Photo: Peter Ndung’u
Our next stop is the Elders’ Graveyard, where the Watsons lie buried beneath the cemetery’s largest Celtic Cross, on which kites often perch. Two other graves are worth searching for. The first is of Musa Gitau, ordained in 1926 and one of the most important African clerics of the colonial era. The second is the resting place of David Steel, moderator of the Church of Scotland. His son, also David, the last leader of Britain’s Liberal Party, attended the Prince of Wales, now Nairobi School.
Walk past the former dormitory where the young Kenyatta slept and the Musa Gitau School, where he began his education in the charming schoolhouse, built in 1910.

Photo: Peter Ndung’u
Next door is the Watson Memorial Chapel, built in 1909 as the precursor of the Church of the Torch. Constructed with galvanised corrugated iron sheets, it was entirely prefabricated in Scotland, then shipped to Kenya and transported inland by ox cart. The interior, with more marvellous stained glass, is arguably one of the most atmospheric places in all of Kenya. It is also here that Kenyatta was baptised as Johnstone Kamau.
It is worth wandering through the rest of the verdant and tree-lined 3,000-acre PCEA (Presbyterian Church of East Africa) mission area. The Kikuyu Mission Hospital, founded by Dr John Arthur in 1908, is one of the oldest in the country and is famous for its eye unit. There are nine schools in the mission area, which is where African education in Kenya really began. The most famous are the Alliance High School, established in 1926, and Alliance Girls’, Kenya’s first secondary school for African girls. Alliance is Kenya’s most storied school, providing 10 members of Kenya’s first post-independence cabinet. With houses named after Livingstone, Wilberforce, Grieve, Campbell and others, the school has melded its colonial heritage with top-class Kenyan education. Note the girls’ school crest, with a torch superimposed on the St. Andrew’s Cross, Scotland’s national flag. Both schools can be visited on spec, but it is worth ringing ahead (020-2015026).

Photo: Peter Ndung’u

Photo: Peter Ndung’u
Having explored the area, head for Kikuyu Town by boda and have lunch at Crave Kitchen, an unexpected delight. Rustic and simple, Crave’s red double doors open onto a barn-like interior with exposed rafters. It is filled with pot plants and blackboards while the walls display an ever-changing exhibition of local art. Crave is the brainchild of the dreadlocked Tom Kamuti, a graduate of Leith’s in London, the cookery school founded by Great British Bake Off judge Prue Leith. Kamuti, once an interior designer in Fulham, later worked as commis chef to Alex Floyd at his Michelin-starred restaurant in Notting Hill. The menu changes every day. Our pork marinated in soy, garlic and ginger served with sautéed vegetables, mash and crisped carrot was delicious — and a steal at Ksh 360.

Photo: Peter Ndung’u
Suitably fortified, take the short walk towards the Ondiri Swamp (ask at Crave for directions), our final destination, to enjoy the bizarre sensation of walking on water.

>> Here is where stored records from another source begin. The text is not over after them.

PR #3808, opened 2023-12-22
feat: retry ignore specified errors

fearlessfei:


core/fx/retry.go
```diff
@@ -14,9 +15,10 @@ type (
 	RetryOption func(*retryOptions)
 
 	retryOptions struct {
-		times    int
-		interval time.Duration
-		timeout  time.Duration
+		times        int
+		interval     time.Duration
+		timeout      time.Duration
+		IgnoreErrors []error
```
kevwan, line 21: Better to use 'ignoreErrors'.

core/fx/retry.go
```diff
@@ -103,6 +110,13 @@ func WithTimeout(timeout time.Duration) RetryOption {
 	}
 }
 
+// WithIgnoreErrors Ignore the specified errors
+func WithIgnoreErrors(IgnoreErrors []error) RetryOption {
```
kevwan, line 114: Better to use 'ignoreErrors'.

kevwan (changes requested):

PR #3811, opened 2023-12-23
fix:  negative float32 overflow when unmarshalling

Kimjin-gd:
When unmarshalling, if a negative float32 number is out of range,  the error  "out of range" would be returned.


kevwan (approved):
LGTM.

PR #5492, opened 2026-03-18
Update goctl version

kesonan:


kevwan:
I'll do it before release.

Issue #5515, opened 2026-03-28
Incorrect datetime value for column of type time.Time when inserted by BulkInserter


kayoch1n:
**Describe the bug**
I was trying to use the bulk insertion feature [mentioned by docs](https://go-zero.dev/zh-cn/guides/database/mysql/#8-%E6%89%B9%E9%87%8F%E6%8F%92%E5%85%A5). The bug arises when one needs to insert a `time.Time` value. 

[The BulkInserter in go-zero](https://github.com/zeromicro/go-zero/blob/f59a1cb0de27f5c1c6d164cbe16db6257ace1e9d/core/stores/sqlx/utils.go#L163-L166) is using a function `writeValue`, in which [`Time.String()`](https://pkg.go.dev/time@go1.25.0#Time.String) is being used to convert a `time.Time ` variable into string. `Time.String()` returns a format like `"2006-01-02 15:04:05.999999999 -0700 MST"` that is not accepted by MySQL, which i believe is the cause of this bug.
```go
func writeValue(buf *strings.Builder, arg any) {
    // ...
    case time.Time:
		buf.WriteByte('\'')
		buf.WriteString(v.String())
		buf.WriteByte('\'')
```

**To Reproduce**
I wrote a unittest case to reproduce this problem
```sql
CREATE TABLE 
    IF NOT EXISTS greet (
        `id` INT NOT NULL AUTO_INCREMENT,
        `name` VARCHAR(64) NOT NULL,
        `released_at` DATETIME NOT NULL,
        PRIMARY KEY(`id`)
    ) ENGINE=InnoDB;
```

```go
func TestBulkInsert(t *testing.T) {
	conn := sqlx.NewMysql("root:MySQL@2026@tcp(127.0.0.1:3306)/gzgreet?parseTime=true&loc=Asia%2FShanghai&charset=utf8mb4,utf8")

	inserter, _ := sqlx.NewBulkInserter(
		conn, 
		fmt.Sprintf("INSERT INTO `greet` (%s) VALUES (?, ?)", greetRowsExpectAutoSet),
	)
	defer inserter.Flush()

	require.NoError(t, inserter.Insert("bob", time.Now()))

	done := make(chan error)
	inserter.SetResultHandler(func(r sql.Result, err error) {
		done <- err
	})
	result := <- done
	assert.NoError(t, result)
}
```

The error is

[...]

PR #5517, opened 2026-03-28
fix(sqlx): write time.Time in a MySQL-compatible format

kayoch1n:
Fixes issue #5515: the bulk inserter used `Time.String()` to convert variables of type `time.Time` into strings. `Time.String()` returns a string in the format `"2006-01-02 15:04:05.999999999 -0700 MST"` that is not accepted by MySQL. 

To fix this problem, use `Time.Format()` to convert `time.Time` into string. 

Changes:
- core/stores/sqlx/utils.go: convert time variables into strings using a MySQL-compatible format
- core/stores/sqlx/utils_test.go: modify assertions and add a nil pointer case

All unittest cases passed. This change only affects bulk inserter and loggings.

### DIFF
--- a/core/stores/sqlx/utils.go
+++ b/core/stores/sqlx/utils.go
@@ -14,6 +14,8 @@ import (
 
 var errUnbalancedEscape = errors.New("no char after escape char")
 
+const timeFormat = "2006-01-02 15:04:05.999999"
+
 func desensitize(datasource string) string {
 	// remove account
 	pos := strings.LastIndex(datasource, "@")
@@ -162,12 +164,16 @@ func writeValue(buf *strings.Builder, arg any) {
 		buf.WriteByte('\'')
 	case time.Time:
 		buf.WriteByte('\'')
-		buf.WriteString(v.Format(time.DateTime))
+		buf.WriteString(v.Format(timeFormat))
 		buf.WriteByte('\'')
 	case *time.Time:
-		buf.WriteByte('\'')
-		buf.WriteString(v.Format(time.DateTime))
-		buf.WriteByte('\'')
+		if v != nil {
+			buf.WriteByte('\'')
+			buf.WriteString(v.Format(timeFormat))
+			buf.WriteByte('\'')
+		} else {
+			buf.WriteString("null")
+		}
 	default:
 		buf.WriteString(mapping.Repr(v))
 	}
--- a/core/stores/sqlx/utils.go
+++ b/core/stores/sqlx/utils.go
@@ -162,11 +162,11 @@ func writeValue(buf *strings.Builder, arg any) {
 		buf.WriteByte('\'')
 	case time.Time:
 		buf.WriteByte('\'')
-		buf.WriteString(v.String())
+		buf.WriteString(v.Format(time.RFC3339))
 		buf.WriteByte('\'')
 	case *time.Time:
 		buf.WriteByte('\'')
-		buf.WriteString(v.String())
+		buf.WriteString(v.Format(time.RFC3339))
 		buf.WriteByte('\'')
 	default:
 		buf.WriteString(mapping.Repr(v))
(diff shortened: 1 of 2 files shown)


core/stores/sqlx/utils.go
```diff
@@ -162,11 +162,11 @@ func writeValue(buf *strings.Builder, arg any) {
 		buf.WriteByte('\'')
 	case time.Time:
 		buf.WriteByte('\'')
-		buf.WriteString(v.String())
+		buf.WriteString(v.Format(time.DateTime))
```
kevwan: Using `time.DateTime` truncates sub-second precision. MySQL `DATETIME(6)` and `TIMESTAMP(6)` support microseconds. Consider:
```go
buf.WriteString(v.Format("2006-01-02 15:04:05.999999"))
```
The `.999999` format trims trailing zeros automatically.

core/stores/sqlx/utils.go
```diff
@@ -162,11 +162,11 @@ func writeValue(buf *strings.Builder, arg any) {
...
 		buf.WriteByte('\'')
 	case *time.Time:
 		buf.WriteByte('\'')
-		buf.WriteString(v.String())
+		buf.WriteString(v.Format(time.DateTime))
```
kevwan: Same here — use `"2006-01-02 15:04:05.999999"` for consistency.

Also, since we're touching this code: if `v` is `nil`, `v.Format()` will panic. Consider adding a nil guard:
```go
case *time.Time:
    if v != nil {
        buf.WriteByte('\'')
        buf.WriteString(v.Format("2006-01-02 15:04:05.999999"))
        buf.WriteByte('\'')
    } else {
        buf.WriteString("null")
    }
```

kevwan (changes requested):
Thanks for the fix! The core change is correct — `Time.String()` produces a format MySQL rejects while `Time.Format(time.DateTime)` produces standard SQL format.

However, `time.DateTime` (`"2006-01-02 15:04:05"`) truncates to second-level precision. Since `writeValue` is called from `BulkInserter` where the formatted value is actually executed as SQL, this would silently discard sub-second data. MySQL `DATETIME(6)` and `TIMESTAMP(6)` support microsecond precision.

Please consider using a format that preserves microseconds instead:

```go
v.Format("2006-01-02 15:04:05.999999")
```

The `.999999` pattern in Go's time formatting trims trailing zeros, so it produces clean output (`2026-03-28 17:26:54.88284`) while preserving precision when present. This is MySQL-compatible.

kevwan:
## Review

Clean and correct fix for the `BulkInserter` time.Time serialization bug (#5515).

**Analysis:**

`time.Time.String()` produces a Go-specific representation (`"2006-01-02 15:04:05.999999999 -0700 MST m=+..."`) that MySQL rejects. Using `time.Format("2006-01-02 15:04:05.999999")` produces a MySQL-compatible datetime format.

**Code quality:**
- ✅ The format constant `timeFormat = "2006-01-02 15:04:05.999999"` is well-chosen — uses Go reference time, includes microsecond precision (`999999` trailing zeros are omitted)
- ✅ Added nil-pointer handling for `*time.Time` — previously this would have been a nil dereference panic or wrong output
- ✅ Tests updated with table-driven subtests

**One question — timezone handling:** `time.Format()` formats using the time's location. If the `time.Time` value is in a non-UTC timezone, the formatted string won't include timezone info. MySQL will interpret the timestamp in the server's session timezone. This is consistent with how `github.com/go-sql-driver/mysql` handles time (with `parseTime=true`), but worth documenting. Users should ensure their `time.Time` values use the correct timezone before inserting.

**Suggestion (non-blocking):** Consider using `v.UTC().Format(timeFormat)` or at least document the timezone behavior — but this is a judgment call and not a correctness issue for most users.

LGTM — this is a clear bug fix with no downside.

kayoch1n:
@kevwan Hi, could you please have a look at this?

PR #5544, opened 2026-04-21
fix(goctl/swagger): ignore '-' tags in parameters and properties

### LINKED ISSUE #5427: bug(api): `form:"-"` Not Treated as "Ignore Field"
**`form:"-"` Not Treated as "Ignore Field", Instead Generates Query Parameter `name: "-"` (And Duplicates)**

### Phenomenon
In the Go ecosystem, struct tags `json:"-"` / `form:"-"` semantically mean "ignore this field". However, goctl's swagger generation treats `form:"-"` as the actual parameter name `-` and outputs it to query parameters. Multiple `form:"-"` generate multiple `name: "-"`, directly violating OpenAPI's "(in,name) uniqueness" constraint.

### Minimal Reproduction
`form_dash.api`:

Forming the headwaters of the Nairobi River, it is Kenya’s only “quaking bog.” To understand what this means, walk across the logs precariously thrown across the swamp and then step off when you find a dry spot. Your are now standing on a floating mat of peat moss. The ground shifts and undulates beneath your feet, as though stepping across a trampoline. Although it feels like it will give way at any moment, the moss is half a metre thick and cattle often graze on it.

Photo: Peter Ndung’u
Cross the logs and you can hike the footpaths that connect settlements around the swamp. Alternatively, hire a bicycle from David Kinjah, who mentored multiple Tour de France winner Chris Froome. Kinjah’s Safari Simbaz cycling centre (0722 620623) is located in Kikuyu town and can organise tours of Kikuyu, one of the most surprising and under-appreciated spots in the Nairobi region.